John F. Kennedy had been in battle and carried the wounds with him. It made him very unwilling to commit the US to war unless it was absolutely the last option. As a consequence he is shown standing up against the hawkish generals and handling the Cuban Missile Crisis in a way that was effective but did not result in a nuclear war. There was nothing easy about the decisions he had to take but the ultimate responsibility rested on his shoulders and he brought enormous courage to the task.
Now let’s compare this with the political culture of Australia today.
Ross Garnaut has just released the final part of his contentious 2011 Climate Change Review. He sees a great struggle that is something else besides a battle over carbon and the global climate. In Australia it is also a battle over whether our political system can deliver results for Australia on crucial long-dated policy reform.
Regardless of which party we vote for. Regardless of our views on carbon taxes and climate change. The political culture in Australia must be alarming all of us.
It is getting international traction too.
The Economist this week includes a 16-page report on Australia that is glowing on every point except our political culture.
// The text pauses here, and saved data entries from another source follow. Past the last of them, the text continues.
PR #3827, opened 2024-05-23
improve watcher performance

Byron:
Do less IO in the watcher when processing events, and speed it up by using `gitoxide`.

### Tasks

* [x] don't open Repository unless needed
* [x] use `gitoxide` for faster ignored checks (and faster opening of repositories).
* [x] multi-dir watching

### Notes for the Reviewer

It's also worth noting that the multi-dir watching isn't tested, and being able to do that will probably fail code elsewhere as generally, everything assume that there is a worktree-dir, and in there is a `.git/` directory, even though it could be a file or not be present at all (Git is (too) flexible).

So I think it's better to reject it for now, which means https://github.com/gitbutlerapp/gitbutler/pull/3827/commits/850045e9d30b1b50691ead12c48107edfd09e5d7 should be reverted.


crates/gitbutler-watcher/src/file_monitor.rs
```diff
@@ -116,28 +118,34 @@ pub fn spawn(
...
+                        .collect();
+                    if classified_file_paths
+                        .iter()
+                        .any(|(_, kind)| *kind == FileKind::Project)
+                    {
+                        if let Ok(repo) = gix::open(&worktree_path) {
+                            if let Ok(index) = repo.index_or_empty() {
+                                if let Ok(mut excludes) = repo.excludes(&index, None, gix::worktree::stack::state::ignore::Source::WorktreeThenIdMappingIfNotSkipped) {
+                                    for (file_path, kind) in classified_file_paths.iter_mut() {
+                                        if let Ok(relative_path) = file_path.strip_prefix(&worktree_path) {
```
Byron, line 155: This isn't quite as pretty as I would hope with all the nesting, but due to ownership I don't see another way. Except if one would have a dummy-loop around it to break out of, but it seems a bit hacky so I didn't go there.

crates/gitbutler-watcher/src/file_monitor.rs
```diff
@@ -116,28 +118,34 @@ pub fn spawn(
...
+                                            if excludes.at_path(relative_path, None).map(|platform| platform.is_excluded()).unwrap_or(false) {
```
Byron, line 156: Note that the `None` here means that there is no information about the file type, so it internally treats it like a file. However, some of these paths may be directories, and right now we tend to just pass them along. 

I checked, and there seems to be no quick way to filter them out, as the filesystem events don't provide type information (or I didn't find it).

krlvi (approved):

“That Australia is successfuil is not in doubt. It has a prosperous economy a harmonious and egalitarian society an ability to accommodate immigrants an excellent civil service an independent central bank a good balance of personal freedom and limited government sensible pension arrangements sporting prowess and fine cuisine.”
What more could we want?
For our political culture to rise above a degrading farce. For it to stop tearing the country apart on important matters and instead be a system that works to ensure we get excellent wise policy outcomes on matters of critical importance to Australia and the world.
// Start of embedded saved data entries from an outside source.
PR #3830, opened 2024-05-23
Replace integer timestamps with Duration

Caleb-T-Owens:
This PR aims to remove ambiguity around what style of timestamp might be stored in integer columns by using an unambiguous type


crates/gitbutler-core/src/git/commit.rs
```diff
@@ -55,8 +57,8 @@ impl<'repo> Commit<'repo> {
         self.commit.parent(n).map(Into::into).map_err(Into::into)
     }
 
-    pub fn time(&self) -> git2::Time {
-        self.commit.time()
+    pub fn time(&self) -> Duration {
```
Byron, line 60: The `git2::Time` is clearly specified as seconds since unix epoch in UTC and a local-time offset, even though the `time()` method here doesn't make that very obvious.

However, now there is a `time()` method that returns a `Duration` which is *implicitly* relative to the UNIX epoch and implicitly UTC, and all that without a doc-string to clarify this.

I strongly recommend to undo this so people working with `commit.time()` have more type-safety.

(An improvement here might have been to let it return `chrono` times as it's then impossible to mishandle it, but that would probably have made the downstream adaptation more difficult)

crates/gitbutler-core/src/ops/oplog.rs
```diff
@@ -349,7 +350,7 @@ impl Oplog for Project {
                     lines_added,
                     lines_removed,
                     files_changed,
-                    created_at: commit.time().seconds(),
+                    created_at: Duration::from_secs(commit.time().seconds().try_into().unwrap()),
```
Byron, line 353: What started as a strong recommendation now becomes a request as this is incorrect. `time().seconds()` is `i64` which is now cast into `u64`. It's a feature of `git2` (and `gitoxide`) to be able to represent commit-dates older than 1970 to allow the creation of 'historic' repositories (used for legal-texts apparently), and this `try_into()` will panic there.

crates/gitbutler-core/src/ops/oplog.rs
```diff
@@ -363,7 +364,7 @@ impl Oplog for Project {
                     lines_added: 0,
                     lines_removed: 0,
                     files_changed: Vec::new(), // Fix: Change 0 to an empty vector
-                    created_at: commit.time().seconds(),
+                    created_at: Duration::from_secs(commit.time().seconds().try_into().unwrap()),
```
Byron, line 367: See above.

crates/gitbutler-core/src/virtual_branches/base.rs
```diff
@@ -31,7 +34,7 @@ pub struct BaseBranch {
     pub behind: usize,
     pub upstream_commits: Vec<RemoteCommit>,
     pub recent_commits: Vec<RemoteCommit>,
-    pub last_fetched_ms: Option<u128>,
+    pub last_fetched_at: Option<Duration>,
```
Byron, line 37: Again, I don't think that a `Duration` is the right abstraction for a timestamp, even though I *feel* that it's better than a u128. Ideally it could just be a timestamp, like `std::time::Instant` or `std::time::SystemTime` (all of which are UTC which seems to be all that's needed here). Then, when translating it for use in the frontend, the necessary conversions would have to be done.

crates/gitbutler-core/src/virtual_branches/branch/mod.rs
```diff
@@ -25,16 +27,10 @@ pub struct Branch {
...
-        serialize_with = "serialize_u128",
-        deserialize_with = "deserialize_u128"
-    )]
-    pub created_timestamp_ms: u128,
-    #[serde(
-        serialize_with = "serialize_u128",
-        deserialize_with = "deserialize_u128"
-    )]
-    pub updated_timestamp_ms: u128,
+    #[serde(rename = "created_timestamp_ms", with = "duration_int_string_serde")]
```
Byron, line 30: I think it's a great idea, and can be a template. Instead of putting the unit into the field name on the Rust side, rely on strong (and correct) typing. Then during translation, bake the unit into the field so the frontend has an easier time with units.

crates/gitbutler-core/src/virtual_branches/remote.rs
```diff
@@ -129,12 +129,7 @@ pub fn branch_to_remote_branch(branch: &git::Branch) -> Result<Option<RemoteBran
                         None
                     },
                     name,
-                    last_commit_timestamp_ms: commit
-                        .time()
-                        .seconds()
-                        .try_into()
-                        .map(|t: u128| t * 1000)
-                        .ok(),
+                    last_commit_at: Some(commit.time()),
```
Byron, line 132: It looks like the desired type of `last_commit_at` is `git2::Time`, then it would match naturally at least my concern about `Duration` would be addressed.

crates/gitbutler-core/src/virtual_branches/virtual.rs
```diff
@@ -138,7 +138,7 @@ pub struct VirtualBranchHunk {
     pub id: String,
     #[serde(serialize_with = "crate::serde::as_string_lossy")]
     pub diff: BString,
-    pub modified_at: u128,
+    pub modified_at: Duration,
```
Byron, line 141: Maybe `Duration` is convenient because it naturally translates into a number, maybe seconds with sub-second precision?
Nonetheless I think the Rust-side should keep what makes sense and is lossless, and then transform during serialization.

crates/gitbutler-core/src/virtual_branches/virtual.rs
```diff
@@ -1968,7 +1968,11 @@ fn virtual_hunks_into_virtual_files(
             let conflicted =
                 conflicts::is_conflicting(project_repository, Some(&id)).unwrap_or(false);
             let binary = hunks.iter().any(|h| h.binary);
-            let modified_at = hunks.iter().map(|h| h.modified_at).max().unwrap_or(0);
+            let modified_at = hunks
+                .iter()
+                .map(|h| h.modified_at)
+                .max()
+                .unwrap_or(Duration::ZERO);
```
Byron, line 1975: I like this constant - typically I end up with `Duration::default()`, but this is more expressive and works in `const` contexts.

Byron (commented):
Thanks for giving this a shot, and I think particularly the 'hand-off' from backend to frontend is the way to do it, i.e. use strong types in the backend, then translate to fieldname-with-unit for the frontend, and just a POD.

However, I also noticed issues that I believe need fixing. Thanks for your consideration.

Caleb-T-Owens:
@Byron, thanks for going through. I would certainly like to use the same type for all timestamps, and have something that is easy to manipulate.

Duration seemed to fit that criteria, but I now realise is semantically incorrect.

It seems like the chrono DateTime is firstly, semantically correct, and also appears to handles time before time. If its alright with you, I'll change over to DateTime in the morning

crates/gitbutler-core/src/virtual_branches/branch/mod.rs
Caleb-T-Owens: This particular timestamp is getting persisted into the `virtual_branches.toml` rather than getting sent to the frontend.

I quite like the way Duration was maintaining the same attribute name (so there is less ambiguity between what you see on the frontend and the backend), but provided an object with meaningful keys.

Byron:
> It seems like the chrono DateTime is firstly, semantically correct, and also appears to handles time before time. If its alright with you, I'll change over to DateTime in the morning

I'd advise against it mostly for reasons of increased complexity that happens with Chrono - `git2::Time` is simple and easy to understand, in comparison, and it matches perfectly as long the origin of the time is Git.

If the origin is not Git, then all we (seem) to need is `SystemTime`, which can easily be converted into `git2::Time` with an offset of 0.

Having UTC ties *seems* to be OK for internal calculations, while the offset is only relevant for presentation in the UI maybe. I don't know enough about that though.

Please note that I once again checked how `chrono` is used and it's all for obtaining the current time in milliseconds, probably relative to the unix epoch. My stance here is to remove it rather than proliferate it.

Julia Gillard is acting courageously over climate change policy whether she is right or wrong on the details. She worked to set it up from the start as a multi-party process. Changes of this magnitude are too big to have one side trying to work out the right thing to do and to implement it while the other side just has to amuse itself doing everything it can to be destructive. All our politicians should be working to make Australia’s policy work for the good of our nation.
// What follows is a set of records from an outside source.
PR #3920, opened 2024-05-30
snapshots save errors

krlvi:


crates/gitbutler-core/src/ops/snapshot.rs
```diff
@@ -11,49 +12,63 @@ use super::entry::Trailer;
...
-        let details =
-            SnapshotDetails::new(OperationKind::ApplyBranch).with_trailers(vec![Trailer {
-                key: "name".to_string(),
-                value: branch_name,
-            }]);
-        self.create_snapshot(details)?;
+    pub(crate) fn snapshot_branch_applied(
+        &self,
+        snapshot_tree: git::Oid,
+        result: Result<&String, &Error>,
```
Byron, line 18: Even though this looks strange I see why it's done, and very much much akin to `Option<&T>` being preferred over `&Option<T>`. it's a first time for me :).

crates/gitbutler-core/src/ops/snapshot.rs
```diff
@@ -146,3 +161,33 @@ impl Project {
         Ok(())
     }
 }
+
+fn result_trailer(result: Result<Option<String>, &Error>, key: String) -> Vec<Trailer> {
+    match result {
+        Ok(v) => {
```
Byron, line 167: It will be more concise if it was matched on `Ok(Some(v))` and `Ok(None)`.

crates/gitbutler-core/src/ops/snapshot.rs
```diff
@@ -146,3 +161,33 @@ impl Project {
...
+            if let Some(v) = v {
+                vec![Trailer {
+                    key,
+                    value: v.clone(),
+                }]
+            } else {
+                vec![]
+            }
+        }
+        Err(error) => vec![Trailer {
```
Byron, line 177: I all codebases that I remember I see `err` here (instead of `error`) and I keep renaming these out of habit. However, it's also a matter of convention and we can have our own here, please let me know if I should stop renaming these to `err`.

Instead we are seeing business and unions pursuing sectional politics that don’t work for Australia. The debate over a mining tax was an amazing example of powerful money moving into the media sphere and shoving the political debate aside. We can’t afford to have our country run by wealthy and often foreign interests. We need our parliament to have the power and teeth to make policy without being pushed around by the mega-rich and the media.
What is debilitating Australia’s political culture today?
Firstly the power of the negative campaign. There are few limits on the recklessness of the negative messages that are being used in our politics. The Australia had an article this week on virulent on-line messages being used to attack people. They are foul obscene extreme abuse. This can also be said of what is being done to our political debate. I for one am absolutely fed up to the eye teeth of negative destructive politics. If politicians are unable to provide reasoned evidence-based arguments and policy alternatives I think they should shut up.
Secondly our political system is being run by the shortest of short-term populist polling and focus groups. What do people who haven’t ploughed through the necessary well-researched technical and scientific reports think in answer to a question on the web that is probably phrased so that only one answer seems obvious? All the courage and effort they have to put in is to click ‘Yes’. This is no way to run our country. This is not a democracy.
Peter Beatty often writes for The Australian. One of the things I notice about his writing is that it is informed by values. He writes intelligently on all sorts of topics but more than anything he brings a values framework to his writing that has some depth.
We need this in our leaders. We need our leaders to be more than a step on the career path of lawyers and political scientists. We need people of considerable capability and experience who are able to get around the complexity and demands of the topics on which they are asked to frame policy.
“I can’t understand a graph about climate change” or “These reports are too technical for me to read” is not good enough.
Julia Gillard is showing courage on the carbon tax policy she is driving through. John Howard was also courageous. I admire courage in our leaders. I don’t admire bullying and destructive negativity.
Let’s all be concerned about Australia’s political culture. Let’s all start demanding that our politicians work for Australia’s interests not their own short-term political futures.